PR #2507, opened 2013-05-02
Simplify CCPhysicsNode

sbc100:
No need to override nodeToParentTransform completely only ensure
that position and rotation are up-to-date before performing normal
CCNode::nodeToParentTransform.

This change reduces the ammount of cocos2dx and box2d specific code
significantly.

Tested with TestCpp in box2d and chipmunk configuration.

### DIFF
--- a/extensions/physics_nodes/CCPhysicsSprite.cpp
+++ b/extensions/physics_nodes/CCPhysicsSprite.cpp
@@ -167,26 +167,40 @@ void CCPhysicsSprite::setIgnoreBodyRotation(bool bIgnoreBodyRotation)
 // Override the setters and getters to always reflect the body's properties.
 const CCPoint& CCPhysicsSprite::getPosition()
 {
-    updatePosFromPhysics();
+    updatePositionFromPhysics();
     return CCNode::getPosition();
 }
 
 void CCPhysicsSprite::getPosition(float* x, float* y)
 {
-    updatePosFromPhysics();
+    updatePositionFromPhysics();
     return CCNode::getPosition(x, y);
 }
 
 float CCPhysicsSprite::getPositionX()
 {
-    updatePosFromPhysics();
+    updatePositionFromPhysics();
     return m_obPosition.x;
 }
 
 float CCPhysicsSprite::getPositionY()
 {
-    updatePosFromPhysics();
+    updatePositionFromPhysics();
     return m_obPosition.y;
+}
+
+float CCPhysicsSprite::getRotation()
+{
+    updateRotationFromPhysics();
+    return CCNode::getRotation();
+}
+
+// returns the transform matrix according the Box2D Body values
+CCAffineTransform CCPhysicsSprite::nodeToParentTransform()
+{
+    updatePositionFromPhysics();
+    updateRotationFromPhysics();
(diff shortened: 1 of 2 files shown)


dumganhar:
<pre>Failed — The Travis build failed (Details)</pre>

@sbc100 ,What's Travis?
It seems to be a command line building environment which could check whether your PR was built successfully, right?

sbc100:
Travis is a free continuous integration solution for open source projects hosted on github.

I created a PR to add travis support to cocos but it hasn't landed yet:

https://github.com/cocos2d/cocos2d-x/pull/2459

Once the travis.yml file does land then future PR's (like this one) will me marks as Green if the pass all the build/test commands.

The only real limitation is that the build and test has to all run on linux.  Right now I'm just testing the linux and NaCl builds.

Feel free to merge the other PR first and then I will rebase this and it should go green :)

sbc100:
The reason the travis build is failing for this branch is the the .travis.yml file is not present so travis is assuming default (ruby) project rather than a Make-base linux project which cocos2dx is.

dumganhar:
OK, it seems a cool feature. :) 
I will also check #2459 soon. Thanks.

sbc100:
Rebased.

extensions/physics_nodes/CCPhysicsSprite.cpp
```diff
@@ -201,56 +215,38 @@ void CCPhysicsSprite::setCPBody(cpBody *pBody)
...
 }
 
-// returns the transform matrix according the Chipmunk Body values
-CCAffineTransform CCPhysicsSprite::nodeToParentTransform()
-{
-    // Although scale is not used by physics engines, it is calculated just in case
-	// the sprite is animated (scaled up/down) using actions.
-	// For more info see: http://www.cocos2d-iphone.org/forum/topic/68990
-	cpVect rot = (m_bIgnoreBodyRotation ? cpvforangle(-CC_DEGREES_TO_RADIANS(m_fRotationX)) : m_pCPBody->rot);
-	float x = m_pCPBody->p.x + rot.x * -m_obAnchorPointInPoints.x * m_fScaleX - rot.y * -m_obAnchorPointInPoints.y * m_fScaleY;
```
dumganhar, line 240: These lines were deleted, do we need to consider scale and skew property like `setPostion` and `setRotation`?

dumganhar, line 240: Do you still focus this PR?

sbc100, line 240: Sorry for the late reply.  Yes, I think this change should be merged.  I'm pretty sure that since we no longer have a custom nodeToParentTransform, but instead use the base CCNode one that all the scale and scew properties will be correctly honored.
Indeed if it had been implemented like this to begin with than I don't think the issue being refereed to would have occurred at all.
────
- [WHAT THE EXERCISE ASKS]
Copy every record above exactly as it is.

- [ANSWER BOX]
PR #2507, opened 2013-05-02
Simplify CCPhysicsNode

sbc100:
No need to override nodeToParentTransform completely only ensure
that position and rotation are up-to-date before performing normal
CCNode::nodeToParentTransform.

This change reduces the ammount of cocos2dx and box2d specific code
significantly.

Tested with TestCpp in box2d and chipmunk configuration.

### DIFF
--- a/extensions/physics_nodes/CCPhysicsSprite.cpp
+++ b/extensions/physics_nodes/CCPhysicsSprite.cpp
@@ -167,26 +167,40 @@ void CCPhysicsSprite::setIgnoreBodyRotation(bool bIgnoreBodyRotation)
 // Override the setters and getters to always reflect the body's properties.
 const CCPoint& CCPhysicsSprite::getPosition()
 {
-    updatePosFromPhysics();
+    updatePositionFromPhysics();
     return CCNode::getPosition();
 }
 
 void CCPhysicsSprite::getPosition(float* x, float* y)
 {
-    updatePosFromPhysics();
+    updatePositionFromPhysics();
     return CCNode::getPosition(x, y);
 }
 
 float CCPhysicsSprite::getPositionX()
 {
-    updatePosFromPhysics();
+    updatePositionFromPhysics();
     return m_obPosition.x;
 }
 
 float CCPhysicsSprite::getPositionY()
 {
-    updatePosFromPhysics();
+    updatePositionFromPhysics();
     return m_obPosition.y;
+}
+
+float CCPhysicsSprite::getRotation()
+{
+    updateRotationFromPhysics();
+    return CCNode::getRotation();
+}
+
+// returns the transform matrix according the Box2D Body values
+CCAffineTransform CCPhysicsSprite::nodeToParentTransform()
+{
+    updatePositionFromPhysics();
+    updateRotationFromPhysics();
(diff shortened: 1 of 2 files shown)


dumganhar:
<pre>Failed — The Travis build failed (Details)</pre>

@sbc100 ,What's Travis?
It seems to be a command line building environment which could check whether your PR was built successfully, right?

sbc100:
Travis is a free continuous integration solution for open source projects hosted on github.

I created a PR to add travis support to cocos but it hasn't landed yet:

https://github.com/cocos2d/cocos2d-x/pull/2459

Once the travis.yml file does land then future PR's (like this one) will me marks as Green if the pass all the build/test commands.

The only real limitation is that the build and test has to all run on linux.  Right now I'm just testing the linux and NaCl builds.

Feel free to merge the other PR first and then I will rebase this and it should go green :)

sbc100:
The reason the travis build is failing for this branch is the the .travis.yml file is not present so travis is assuming default (ruby) project rather than a Make-base linux project which cocos2dx is.

dumganhar:
OK, it seems a cool feature. :) 
I will also check #2459 soon. Thanks.

sbc100:
Rebased.

extensions/physics_nodes/CCPhysicsSprite.cpp
```diff
@@ -201,56 +215,38 @@ void CCPhysicsSprite::setCPBody(cpBody *pBody)
...
 }
 
-// returns the transform matrix according the Chipmunk Body values
-CCAffineTransform CCPhysicsSprite::nodeToParentTransform()
-{
-    // Although scale is not used by physics engines, it is calculated just in case
-	// the sprite is animated (scaled up/down) using actions.
-	// For more info see: http://www.cocos2d-iphone.org/forum/topic/68990
-	cpVect rot = (m_bIgnoreBodyRotation ? cpvforangle(-CC_DEGREES_TO_RADIANS(m_fRotationX)) : m_pCPBody->rot);
-	float x = m_pCPBody->p.x + rot.x * -m_obAnchorPointInPoints.x * m_fScaleX - rot.y * -m_obAnchorPointInPoints.y * m_fScaleY;
```
dumganhar, line 240: These lines were deleted, do we need to consider scale and skew property like `setPostion` and `setRotation`?

dumganhar, line 240: Do you still focus this PR?

sbc100, line 240: Sorry for the late reply.  Yes, I think this change should be merged.  I'm pretty sure that since we no longer have a custom nodeToParentTransform, but instead use the base CCNode one that all the scale and scew properties will be correctly honored.
Indeed if it had been implemented like this to begin with than I don't think the issue being refereed to would have occurred at all.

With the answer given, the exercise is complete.